## Exercise description
Each record below is to be reproduced without any change.

## Stored data
*****

PR #8192, opened 2026-01-07
perf: `String()` implementations using appenders

anderseknert:
Some work I did during the holidays as part of improving the performance of interpolated strings. This change is however not isolated to those, but updates the `String()` implementation of all AST node types (term values and policy components). This change also lays the groundwork for migrating OPA to the `json/v2` package once that's stable. The `json/v2` package provides low-level functions for zero alloc marshalling via appenders — and well, here they are. The appenders here should be usable for that purpose with only a few tweaks needed for the few cases where our `String()` implementations aren't also valid JSON.

Creating perfectly sized buffers requires knowing the expected length beforehand. In order to do this, each component now implements not only `encoding.AppendText` but a new custom `StringLengther` interface, which allows asking any AST node about its `StringLength()` before `make`ing a buffer of that length.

*****

## Answer section
PR #8192, opened 2026-01-07
perf: `String()` implementations using appenders

anderseknert:
Some work I did during the holidays as part of improving the performance of interpolated strings. This change is however not isolated to those, but updates the `String()` implementation of all AST node types (term values and policy components). This change also lays the groundwork for migrating OPA to the `json/v2` package once that's stable. The `json/v2` package provides low-level functions for zero alloc marshalling via appenders — and well, here they are. The appenders here should be usable for that purpose with only a few tweaks needed for the few cases where our `String()` implementations aren't also valid JSON.

Creating perfectly sized buffers requires knowing the expected length beforehand. In order to do this, each component now implements not only `encoding.AppendText` but a new custom `StringLengther` interface, which allows asking any AST node about its `StringLength()` before `make`ing a buffer of that length.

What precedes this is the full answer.